PRIME Minister Tony Abbott's signature paid parental leave scheme will be wound back, but a levy on big business to fund the scheme will likely go to fund childcare instead of subsidising wealthy mothers' leave.
Mr Abbott on Sunday confirmed he would consider over the summer "better targeting" the scheme, likely to include tighter means-testing for PPL, and allowing nannies to be funded.
The scheme was wound back earlier this year after numerous government backbenchers voiced their opposition, lowering it from those earning up to $150,000 to those earning $100,000.
While Mr Abbott said he wanted to ensure a PPL scheme was delivered to help families as well as more affordable childcare generally.
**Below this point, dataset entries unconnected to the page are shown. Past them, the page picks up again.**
PR #1353, opened 2026-08-05
[PM-41073] Remove nested EncStrings on decrypted CipherViews

nikwithak:
## 🎟️ Tracking

https://bitwarden.atlassian.net/browse/PM-41073

## 📔 Objective

When decrypting a `Cipher` into a `CipherView`, we currently leave the following fields in an encrypted state as an `EncString`, for later decryption. This breaks the contract of the `Decryptable` trait, which should leave us with a fully decrypted object. This PR updates those implementations and types to be fully decrypted and exposed when in a decrypted `CipherView` state.

Currently in draft, as additional changes may be needed if any issues arise while working on the client PRs.

## 🚨 Breaking Changes

Yes - this has breaking changes with the SDK, by changing the contracts with the decrypted types. Changes will be needed in all clients currently using the SDK to consume the new approach.

Clients will need to update their usage of Fido2 credentials and TOTP tokens, and can remove the extra step of decrypting them on access, and use the values, which are now decrypted fully, directly. Any clients directly using the cipher key will also need to update that use, as it is no longer wrapped by the user/org key inside a  `CipherView`.

I'll update this with links to those PRs once they are ready.

Clients PR (DRAFT / WIP):  https://github.com/bitwarden/clients/pull/22245


nikwithak:
Draft clients PR Here: https://github.com/bitwarden/clients/pull/22245 (still WIP)

crates/bitwarden-vault/src/cipher/cipher.rs
```diff
@@ -539,8 +538,7 @@ pub struct CipherListView {
     pub folder_id: Option<FolderId>,
     pub collection_ids: Vec<CollectionId>,
 
-    /// Temporary, required to support calculating TOTP from CipherListView.
-    pub key: Option<EncString>,
+    pub key: Option<String>,
```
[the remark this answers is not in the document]
quexten: Accepted from KM side.

crates/bitwarden-vault/src/totp.rs
```diff
@@ -730,6 +730,18 @@ mod tests {
 
     #[test]
     fn test_generate_totp_cipher_view() {
+        let key = SymmetricCryptoKey::try_from("w2LO+nwV4oxwswVYCxlOfRUseXfvU03VzvKQHrqeklPgiMZrspUe6sOBToCnDn9Ay0tuCBn8ykVVRb7PWhub2Q==".to_string()).unwrap();
+        let key_store = create_test_crypto_with_user_key(key);
+
+        // Decrypt the TOTP URI which was previously stored as an EncString in LoginListView.totp
+        let enc_totp: EncString = "2.hqdioUAc81FsKQmO1XuLQg==|oDRdsJrQjoFu9NrFVy8tcJBAFKBx95gHaXZnWdXbKpsxWnOr2sKipIG43pKKUFuq|3gKZMiboceIB5SLVOULKg2iuyu6xzos22dfJbvx0EHk=".parse().unwrap();
+        let totp_str: String = {
```
quexten: Since this is a static string, why not just replace this logic by the totp secret? Don't need to dynamically decrypt a static secret every time.

crates/bitwarden-vault/src/totp.rs
```diff
@@ -86,12 +86,12 @@ pub fn generate_totp(key: String, time: Option<DateTime<Utc>>) -> Result<TotpRes
 ///
 /// See [generate_totp] for more information.
 pub fn generate_totp_cipher_view(
-    ctx: &mut KeyStoreContext<KeySlotIds>,
+    _ctx: &mut KeyStoreContext<KeySlotIds>,
```
quexten: Can we drop the ctx? Or are we trying to not impact consumers of the interface for now?

crates/bitwarden-exporters/src/models.rs
```diff
@@ -95,7 +95,7 @@ impl From<PasswordHistoryView> for crate::PasswordHistory {
 /// Convert a `LoginView` into a `crate::Login`.
 fn from_login(
     view: &CipherView,
-    key_store: &KeyStore<KeySlotIds>,
```
quexten, line 98: Can we drop this or are we trying to not impact consumers for now?

crates/bitwarden-vault/src/cipher/cipher.rs
```diff
@@ -629,35 +627,32 @@ pub struct ListOrganizationCiphersResult {
...
-// ciphertext (`key`, the cipher content-encryption key wrapped under the decrypting key) and copies
-// it through unchanged (`key: cipher_view.key` below) instead of re-wrapping it under `key`. As a
-// result decrypt(K) -> encrypt(K1) -> decrypt(K1) does NOT round-trip.
 impl CipherView {
+    pub(crate) fn load_cipher_key_slot(
+        &self,
+        ctx: &mut KeyStoreContext<KeySlotIds>,
+        wrapping_key: SymmetricKeySlotId,
+    ) -> Result<SymmetricKeySlotId, CryptoError> {
+        match &self.key {
```
quexten, line 639: Hopefully can simplify with the follow-up of enabling cipher keys by default.

crates/bitwarden-vault/src/cipher/cipher.rs
```diff
@@ -629,35 +627,32 @@ pub struct ListOrganizationCiphersResult {
...
+            Some(b64) => attachment::load_symmetric_key_slot(ctx, b64),
```
quexten: Seems weird to use the attachment-owned function here? 🤔

quexten: I'd just use ctx methods directly.

crates/bitwarden-vault/src/cipher/cipher.rs
```diff
@@ -667,9 +662,11 @@ impl CipherView {
             organization_id: cipher_view.organization_id,
             folder_id: cipher_view.folder_id,
             collection_ids: cipher_view.collection_ids,
-            // ⚠️ pass-through of wrapped key-bound ciphertext — see the contract-violation note
-            // above.
-            key: cipher_view.key,
+            key: cipher_view
+                .key
+                .as_ref()
+                .map(|_| ctx.wrap_symmetric_key(key, ciphers_key))
```
quexten, line 663: I just want to make sure I understand this logic correctly.
- `key` is either user key or org key
- `ciphers_key` is either user-key, org-key, or cipher-key (if cipherview.key is present)
- then, the `as_ref().map()` does the following
  - if cipher_view.key is not present (i.e when ciphers-key is a user-key or org key) map to none, becaus as_ref is none
  - if cipher_view.key is present, then wrap the ciphers_key (which must be the cipher-key) with the user/org key

The logic seems a bit complex / brittle still, but we can fix that as part of the default enablement of cipher keys.

crates/bitwarden-vault/src/cipher/cipher.rs
```diff
@@ -908,17 +908,14 @@ impl CipherView {
...
-        let old_unwrapping_key = self.key_identifier();
-        let old_ciphers_key = Cipher::decrypt_cipher_key(ctx, old_unwrapping_key, &self.key)?;
-
         let new_key = ctx.generate_symmetric_key();
 
-        self.reencrypt_attachment_keys(ctx, old_ciphers_key, new_key)?;
-        self.reencrypt_fido2_credentials(ctx, old_ciphers_key, new_key)?;
-
-        self.key = Some(ctx.wrap_symmetric_key(wrapping_key, new_key)?);
+        // Attachment keys are stored as raw base64 on AttachmentView; re-wrapping under the
```
quexten: Do we need this comment if attachment keys are no longer handled here?

crates/bitwarden-vault/src/cipher/cipher.rs
```diff
@@ -908,17 +908,14 @@ impl CipherView {
...
+        // new cipher key happens inside CompositeEncryptable at encrypt time.
+        #[allow(deprecated)]
+        let raw = ctx.dangerous_get_symmetric_key(new_key)?.clone();
+        self.key = Some(raw.to_base64().to_string());
```
quexten: I think you can just put SymmetricKey instead of string on the FFI struct. It should convert fine, and we made the FFI constructs. That would save you a bunch of conversion.

crates/bitwarden-vault/src/cipher/cipher.rs
```diff
@@ -936,138 +933,73 @@ impl CipherView {
...
     pub fn reencrypt_cipher_keys(
         &mut self,
-        ctx: &mut KeyStoreContext<KeySlotIds>,
-        new_wrapping_key: SymmetricKeySlotId,
+        _new_wrapping_key: SymmetricKeySlotId,
     ) -> Result<(), CipherError> {
-        let old_key = self.key_identifier();
-
         // If any attachment is missing a key we can't reencrypt the attachment keys
         if self.attachments.iter().flatten().any(|a| a.key.is_none()) {
```
quexten, line 952: Probably want to clean this up at some point, because this does not (in opposition to the naming) actually re-encrypt anything.

crates/bitwarden-vault/src/cipher/login.rs
```diff
@@ -128,9 +128,11 @@ pub struct Fido2CredentialView {
     pub key_type: String,
     pub key_algorithm: String,
     pub key_curve: String,
-    // This value doesn't need to be returned to the client
-    // so we keep it encrypted until we need it
-    pub key_value: EncString,
+    /// The raw EC private key material for this passkey credential.
```
quexten: Replace `EC` with `raw PKCS8 Private key`. It is not guaranteed that this is an elliptic curve key, despite that being currently the case. If we switch to post-quantum passkeys in the future, it would be an ML-DSA private key seed.

crates/bitwarden-vault/src/cipher/login.rs
```diff
@@ -128,9 +128,11 @@ pub struct Fido2CredentialView {
...
+    /// Previously kept as `EncString` until explicitly requested; it is now decrypted eagerly as
```
quexten: This paragraph is probably not needed.

quexten (commented):
Will continue review later, but posting the first set of comments. Good work so far, this will massively simplify the architecture.

crates/bitwarden-vault/src/cipher/cipher_client/edit.rs
```diff
@@ -72,7 +72,7 @@ pub struct CipherEditRequest {
     pub revision_date: DateTime<Utc>,
     pub archived_date: Option<DateTime<Utc>>,
     pub attachments: Vec<AttachmentView>,
-    pub key: Option<EncString>,
+    pub key: Option<String>,
```
quexten, line 69: do we want to consider just using symmetrickey here instead of string? would save you a bunch of conversion work.

crates/bitwarden-vault/src/cipher/blob/encryption.rs
```diff
@@ -36,15 +36,15 @@ impl From<BlobEncryptionError> for CryptoError {
...
-/// Seals a `CipherView` into an opaque blob string, using `wrapping_key` as
-/// the outer key that protects the cipher's wrapped CEK.
+/// Seals a `CipherView` into an opaque blob string under the given `cipher_key` slot.
+/// The caller is responsible for loading the key slot before calling (e.g. via
+/// `CipherView::load_cipher_key_slot`); this avoids allocating a duplicate slot.
 fn seal_cipher(
     view: &CipherView,
     ctx: &mut KeyStoreContext<KeySlotIds>,
-    wrapping_key: SymmetricKeySlotId,
+    cipher_key: SymmetricKeySlotId,
```
quexten: Is cipher-key here guaranteed to be the cipher key, or is it possible for the user-key / org key to be used here?

crates/bitwarden-vault/src/cipher/attachment.rs
```diff
@@ -75,46 +75,7 @@ pub struct AttachmentView {
...
-    /// fully migrated to the SDK.
-    ///
-    /// **Ticket**: <https://bitwarden.atlassian.net/browse/PM-23005>
-    ///
-    /// Do not rely on this field for long-term use.
-    #[cfg(feature = "wasm")]
-    pub decrypted_key: Option<String>,
-}
-
-impl AttachmentView {
```
quexten, line 93: Nice! So much easier!

crates/bitwarden-vault/src/cipher/attachment.rs
```diff
@@ -75,46 +75,7 @@ pub struct AttachmentView {
...
-        ctx: &mut KeyStoreContext<KeySlotIds>,
-        old_key: SymmetricKeySlotId,
-        new_key: SymmetricKeySlotId,
-    ) -> Result<(), CryptoError> {
-        for attachment in attachment_views {
-            attachment.reencrypt_key(ctx, old_key, new_key)?;
-        }
-        Ok(())
-    }
+    pub key: Option<String>,
```
quexten: SymmetricKey?

crates/bitwarden-vault/src/cipher/attachment.rs
```diff
@@ -198,36 +161,33 @@ fn size_name(size: usize) -> String {
     format!("{} {}", size_round, units[unit])
 }
 
+/// Parses a base64-encoded raw symmetric key and loads it into an ephemeral key-store slot.
+/// Used by both the attachment encrypt and decrypt paths.
+pub(super) fn load_symmetric_key_slot(
+    ctx: &mut KeyStoreContext<KeySlotIds>,
+    b64: &str,
+) -> Result<SymmetricKeySlotId, CryptoError> {
+    let raw = SymmetricCryptoKey::try_from(b64.to_owned())?;
```
quexten: If you use symmetrickey as teh FFI struct, you don't need this function since you already have a symmetrickey, you can just call ctx_add_local_symmetric_key

crates/bitwarden-vault/src/cipher/attachment.rs
```diff
@@ -336,9 +286,7 @@ pub(crate) fn decrypt_attachments_with_failures(
                     size: attachment.size.clone(),
                     size_name: attachment.size_name.clone(),
                     file_name: None,
-                    key: attachment.key.clone(),
-                    #[cfg(feature = "wasm")]
-                    decrypted_key: None,
+                    key: None,
```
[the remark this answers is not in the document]
quexten: Seems reasonable. This is a failed decryption and we cannot reasonable place a key here. Ideally we would have an enum of different struct representations (failed, not failed) but this is OK too.

quexten (commented):
Okay, review complete from my end.

crates/bitwarden-exporters/src/models.rs
shane-melton: I lean towards dropping it, but it does admittedly increase the scope/diff by going further up the chain.

crates/bitwarden-vault/src/totp.rs
nikwithak: [a5a508c4751448557f52de0c2dbba5006225067d](https://github.com/bitwarden/sdk-internal/pull/1353/changes/a5a508c4751448557f52de0c2dbba5006225067d)

crates/bitwarden-vault/src/totp.rs
nikwithak: I was trying not to impact consumers, but given that we are already introducing breaking changes anyway, I'll go ahead and clean up the tech debt all in one go. 

[a4eaf60beef2e0280c75f4be1616752107b7c6b4](https://github.com/bitwarden/sdk-internal/pull/1353/changes/a4eaf60beef2e0280c75f4be1616752107b7c6b4)

crates/bitwarden-exporters/src/models.rs
nikwithak: [a4eaf60beef2e0280c75f4be1616752107b7c6b4](https://github.com/bitwarden/sdk-internal/pull/1353/changes/a4eaf60beef2e0280c75f4be1616752107b7c6b4)

crates/bitwarden-vault/src/cipher/cipher.rs
nikwithak: [68872e892f81529aaf1c794535b5ca6185f79b40](https://github.com/bitwarden/sdk-internal/pull/1353/changes/68872e892f81529aaf1c794535b5ca6185f79b40)

shane-melton: Agreed, using the attachment-owned function adds confusion here, we should just use the ctx method.

crates/bitwarden-vault/src/cipher/cipher.rs
nikwithak: Yes that is how it's working - agreed that it's a little bit brittle. The presence of `cipher_view.key` decides whether we wrap the key (since at that point `ciphers_key` represents the `cipher_key`

It does this determintion via the `map` call, but I could change to an `if cipher_view.key.is_some() {..} else {None}` or a `match` if that would make it clearer

crates/bitwarden-vault/src/cipher/cipher.rs
nikwithak: [58d71166818e8ca5665938ee30407ea577f76ee1](https://github.com/bitwarden/sdk-internal/pull/1353/changes/58d71166818e8ca5665938ee30407ea577f76ee1)

crates/bitwarden-vault/src/cipher/login.rs
nikwithak: [b7af535df43910006bea9dfa895caff6dce82002](https://github.com/bitwarden/sdk-internal/pull/1353/changes/b7af535df43910006bea9dfa895caff6dce82002)

crates/bitwarden-vault/src/cipher/login.rs
nikwithak: [b7af535df43910006bea9dfa895caff6dce82002](https://github.com/bitwarden/sdk-internal/pull/1353/changes/b7af535df43910006bea9dfa895caff6dce82002)

crates/bitwarden-vault/src/cipher/blob/encryption.rs
nikwithak: In theory it should be the cipher key, since all ciphers *should* be using a cipher key at this point, but it isn't a guarantee since the caller can pass in any key. Will change back to wrapping_key.

crates/bitwarden-vault/src/cipher/cipher.rs
```diff
@@ -936,138 +934,63 @@ impl CipherView {
...
-    ) -> Result<(), CryptoError> {
-        if let Some(attachments) = &mut self.attachments {
-            AttachmentView::reencrypt_keys(attachments, ctx, old_key, new_key)?;
-        }
-        Ok(())
+    #[allow(missing_docs)]
+    #[deprecated(
+        note = "Use `get_fido2_credentials` instead - Fido2Credentials are no longer encrypted in `CipherView`"
+    )]
+    pub fn decrypt_fido2_credentials(&self) -> Vec<Fido2CredentialView> {
```
shane-melton: :art: I think we should be able to just remove this. We're the only consumers of it internally.

crates/bitwarden-vault/src/cipher/cipher.rs
```diff
@@ -936,138 +934,63 @@ impl CipherView {
...
-    ) -> Result<(), CryptoError> {
-        if let Some(login) = self.login.as_mut() {
-            login.reencrypt_fido2_credentials(ctx, old_key, new_key)?;
-        }
-        Ok(())
+            .cloned()
+            .unwrap_or_default()
     }
 
     /// Moves the cipher to an organization by re-encrypting the cipher keys with the organization
```
shane-melton: :pick: Comment can be updated, we're no longer re-encrypting here now.

crates/bitwarden-vault/src/cipher/login.rs
```diff
@@ -128,9 +128,10 @@ pub struct Fido2CredentialView {
     pub key_type: String,
     pub key_algorithm: String,
     pub key_curve: String,
-    // This value doesn't need to be returned to the client
-    // so we keep it encrypted until we need it
-    pub key_value: EncString,
+    /// The raw private key material for this passkey credential.
+    /// Callers that receive `Fido2CredentialView` over a binding boundary should
+    /// treat this field with the same care as any private key material.
+    pub key_value: String,
```
shane-melton, line 134: 💭  Hmm, this is makes `Fido2CredentialFullView` obsolete. We should look at deprecating/removing that view. Maybe not in this PR if it increases the scope too much (IDE is showing around ~44 usages that would need to be updated)

crates/bitwarden-vault/src/cipher/attachment.rs
shane-melton: I'm open to the stronger type, though when I was experimenting with it for my own understanding I was getting Unffi binding errors.

shane-melton (commented):
Partial review that I'll pick up tomorrow, but things are looking good!

crates/bitwarden-vault/src/cipher/attachment.rs
quexten: Okay, let's skip this for now then, though we (km) should fix it at some point.

crates/bitwarden-vault/src/cipher/login.rs
nikwithak: Good callout - agreed, let's remove it as a follow-up task!

crates/bitwarden-vault/src/cipher/attachment.rs
nikwithak: I was able to get it working with the `SymmetricCryptoKey` type, by registering it in `crates/bitwarden-vault/src/uniffi_support.rs`

nikwithak:
@quexten @shane-melton I believe I've addressed all the comments now - ready for another look!

crates/bitwarden-vault/src/cipher/attachment.rs
```diff
@@ -330,15 +262,18 @@ pub(crate) fn decrypt_attachments_with_failures(
             Ok(decrypted) => successes.push(decrypted),
             Err(e) => {
                 tracing::warn!(attachment_id = ?attachment.id, error = %e, "Failed to decrypt attachment");
+                let recovered_key = attachment.key.as_ref().and_then(|attachment_key| {
```
shane-melton, line 265: :+1: Nice, we're still attempting to decrypt the key in case the filename fails above.

crates/bitwarden-vault/src/cipher/blob/encryption.rs
```diff
@@ -36,28 +36,28 @@ impl From<BlobEncryptionError> for CryptoError {
...
+/// `CipherView::load_cipher_key_slot`); this avoids allocating a duplicate slot.
 fn seal_cipher(
     view: &CipherView,
     ctx: &mut KeyStoreContext<KeySlotIds>,
     wrapping_key: SymmetricKeySlotId,
 ) -> Result<String, BlobEncryptionError> {
-    let cipher_key = Cipher::decrypt_cipher_key(ctx, wrapping_key, &view.key)?;
-    let blob = CipherBlobLatest::from_cipher_view(view, ctx, cipher_key)?;
-    seal_blob_content(blob, cipher_key, ctx)
+    let blob = CipherBlobLatest::from_cipher_view(view)?;
```
shane-melton, line 47: :+1: Glad this is simplified even further and has one fewer level of key shuffling.

crates/bitwarden-vault/src/cipher/blob/encryption.rs
```diff
@@ -36,28 +36,28 @@ impl From<BlobEncryptionError> for CryptoError {
...
 
-/// Seals a `CipherView` into an opaque blob string, using `wrapping_key` as
-/// the outer key that protects the cipher's wrapped CEK.
+/// Seals a `CipherView` into an opaque blob string under the given `wrapping_key` slot.
+/// The caller is responsible for loading the key slot before calling (e.g. via
+/// `CipherView::load_cipher_key_slot`); this avoids allocating a duplicate slot.
 fn seal_cipher(
     view: &CipherView,
     ctx: &mut KeyStoreContext<KeySlotIds>,
     wrapping_key: SymmetricKeySlotId,
```
shane-melton, line 45: :question: Thoughts on re-naming this `cipher_key` to avoid the ambiguity with the `wrapping_key` name below which is referring to the User/Org key?

crates/bitwarden-vault/src/cipher/blob/encryption.rs
```diff
@@ -36,28 +36,28 @@ impl From<BlobEncryptionError> for CryptoError {
...
 }
 
-/// Seals a constructed `CipherBlobLatest` under `cipher_key`, returning the
+/// Seals a constructed `CipherBlobLatest` under `wrapping_key`, returning the
 /// opaque string form. Shared by all `CipherBlobLatest` producers so they
 /// don't each re-implement the versioned-enum wrap + COSE seal + base64 chain.
 fn seal_blob_content(
     blob: CipherBlobLatest,
-    cipher_key: SymmetricKeySlotId,
+    wrapping_key: SymmetricKeySlotId,
```
shane-melton, line 56: :question: Same here, this should always be a cipher key and renaming so could potentially help avoid confusion?

crates/bitwarden-vault/src/cipher/blob/encryption.rs
```diff
@@ -213,14 +222,14 @@ pub(crate) fn decrypt_blob_cipher(
         password_history: None,
     };
 
-    blob.apply_to_cipher_view(&mut view, ctx, cipher_key)?;
+    blob.apply_to_cipher_view(&mut view)?;
```
shane-melton, line 225: :+1: So much nicer not to have to pass a context and key to what was supposed to be a simple mapper. :tada:

crates/bitwarden-vault/src/cipher/cipher_client/edit.rs
shane-melton: :+1: I think this would be beneficial, ust like you were able to do for the `AttachmentView.key`

crates/bitwarden-vault/src/cipher/cipher.rs
```diff
@@ -533,8 +533,7 @@ pub struct CipherListView {
     pub folder_id: Option<FolderId>,
     pub collection_ids: Vec<CollectionId>,
 
-    /// Temporary, required to support calculating TOTP from CipherListView.
-    pub key: Option<EncString>,
+    pub key: Option<String>,
```
shane-melton, line 536: :question: Could we just remove this? Or does it increase the scope? We never encrypt a `CipherListView` so it should never need the key.

shane-melton (commented):
Nice work! I think we're pretty much there, only a few final comments/questions.

quexten (dismissed):
One note: It may be beneficial to split the cipher-key out. Specifically, if the initial theory for the passkey corruption is correct, then this would currently - temporarily - make it worse until the KM side of the key-id tracking is done. 

Previously, the encrypted cipher key would fail to decrypt with the wrong user key, and an update was not possible. Now, because the cipher-key is not encrypted at all, thee cipher would be encrypted with the cipher key present for the wrong user-key, so the corruption type would expand to all passkey assertions that happen with a wrong user-key in sdk, rather than just the subset of assertions with a wrong user-key for ciphers without a cipher-key.

Once the KM work is done, this will be prevented either way.

crates/bitwarden-vault/src/cipher/blob/encryption.rs
nikwithak: I had renamed it to `cipher_key` originally, and changed it back based on this comment: https://github.com/bitwarden/sdk-internal/pull/1353#discussion_r3726072508

In actuality, though, it should always be the cipher key at this point. Happy to rename it back again

crates/bitwarden-vault/src/cipher/cipher.rs
nikwithak: Good callout - since we no longer need it to decrypt other values, I think we can remove it entirely.

crates/bitwarden-vault/src/cipher/blob/encryption.rs
shane-melton: Ah, I see, I'm good to keep it as is for now and I can rename in my removal of the cipher key feature flag when we _can_ guarantee it is always a `cipher_key`.

nikwithak: Too late: [fea9886d58232c52815e302a71dd5d488aa39be5](https://github.com/bitwarden/sdk-internal/pull/1353/changes/fea9886d58232c52815e302a71dd5d488aa39be5)

crates/bitwarden-vault/src/cipher/cipher.rs
nikwithak: [70b27930b40a292c4de8cb43de2eaf0bc8e5ba04](https://github.com/bitwarden/sdk-internal/pull/1353/changes/70b27930b40a292c4de8cb43de2eaf0bc8e5ba04)

crates/bitwarden-vault/src/cipher/blob/encryption.rs
shane-melton: That works too haha

shane-melton:
Looks like the linter/clippy aren't happy

shane-melton:
Still a few more unhappy CI jobs (if you're already on it, please ignore me, I was just watching the branch for my stacked PR)

shane-melton (dismissed):
🚀

dani-garcia (dismissed):

review-summary.md
```diff
@@ -0,0 +1,45 @@
+## 🤖 Bitwarden Claude Code Review
```
dani-garcia: You left the claude review file here, we should remove this.

shane-melton:
@nikwithak Can we pull in the latest main to address the conflicts? (Also we have that left over `review-summary.md` we should clean up)

crates/bitwarden-vault/src/cipher/cipher_client/mod.rs
```diff
@@ -801,11 +771,9 @@ mod tests {
             .unwrap()
             .clone();
 
-        // Ensure attachment key is still the same since it's protected by the cipher key
-        assert_eq!(
-            attachment.clone().key.as_ref().unwrap().to_string(),
-            attachment_view.key.as_ref().unwrap().to_string()
-        );
+        // The attachment key (raw bytes) is unchanged; it's re-wrapped under the cipher key at
```
quexten, line 774: Actually, you can add bitwarden-random with the dangerous-seeded-rng-for-testing feature in your dev dependencies. That way, you can seed the rng:

https://github.com/bitwarden/sdk-internal/blob/e91ca8971d8e22081432c8bd39621b8cb41f404e/crates/bitwarden-random/src/seeded.rs#L14

and the encryption result will be deterministic / you can assert against it after recording it once.

quexten (dismissed):

harr1424 (dismissed):
Tools owned changes look good ✅

nikwithak:
This needs another round of ✔️ after resolving merge conflicts.

quexten (approved):
I merged main into this since integration tests were failing.

dani-garcia (approved):

crates/bitwarden-vault/src/cipher/login.rs
```diff
@@ -488,12 +485,11 @@ impl Decryptable<KeySlotIds, SymmetricKeySlotId, LoginView> for Login {
...
-            // is a decrypted DTO, but `fido2_credentials` are copied through still
-            // encrypted (`self.fido2_credentials.clone()`) rather than decrypted,
-            // because `LoginView` stores them as the encrypted `Vec<Fido2Credential>`.
-            // Consumers must decrypt each credential separately.
-            fido2_credentials: self.fido2_credentials.clone(),
+            fido2_credentials: self
+                .fido2_credentials
+                .as_ref()
+                .map(|c| c.decrypt(ctx, key))
+                .transpose()?,
```
shane-melton: ❓ This causes `Login` to fail when only a fido2 credential fails, correct? Does that conflict with the "lenient" decryption this flow represents?

e.g. If a fido2 credential fails, it will bubble up to [lenient_decrypt_cipher_view](https://github.com/bitwarden/sdk-internal/blob/0e1c0a69f34ab8868b13054446d75c66934e1f8b/crates/bitwarden-vault/src/cipher/cipher.rs#L753) and then be swallowed by `.ok().flatten()`. Which effectively drops the entire login view for a single failed item within.

shane-melton (commented):
One last minute question

harr1424 (approved):

crates/bitwarden-vault/src/cipher/login.rs
shane-melton: To be addressed in: https://github.com/bitwarden/sdk-internal/pull/1518

shane-melton (approved):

But his announcement was scant on detail, saying he would not go into detail about the changes considered, but that Cabinet would be looking at the issue over the summer.
He confirmed the 1.5% levy on big businesses would remain, despite the money instead being put to childcare rebates, rather than paid parental leave.
The latest changes came after a "ragged" end to parliamentary sittings in the past fortnight, with a supposed back down on the government's GP co-payment policy being promoted and then abandoned.
Mr Abbott, who took the PPL scheme to both the 2010 and 2013 elections as a key policy, has faced internal opposition since the policy was announced, particularly from The Nationals, concerned about the scheme disadvantaging rural mothers compared with well-paid city parents.
Opposition Leader Bill Shorten said the back down and lack of detail showed the government did not have a specific plan for childcare funding or parental leave.
Childcare union leader, United Voice's David O'Byrne, backed any extra money for the system, but said it should go to childcare employees and rebates, not the proposed PPL.
Mr Abbott said he would consider both internal party discussions and the Productivity Commission inquiry into childcare, with a view to announcing the new policy early next year.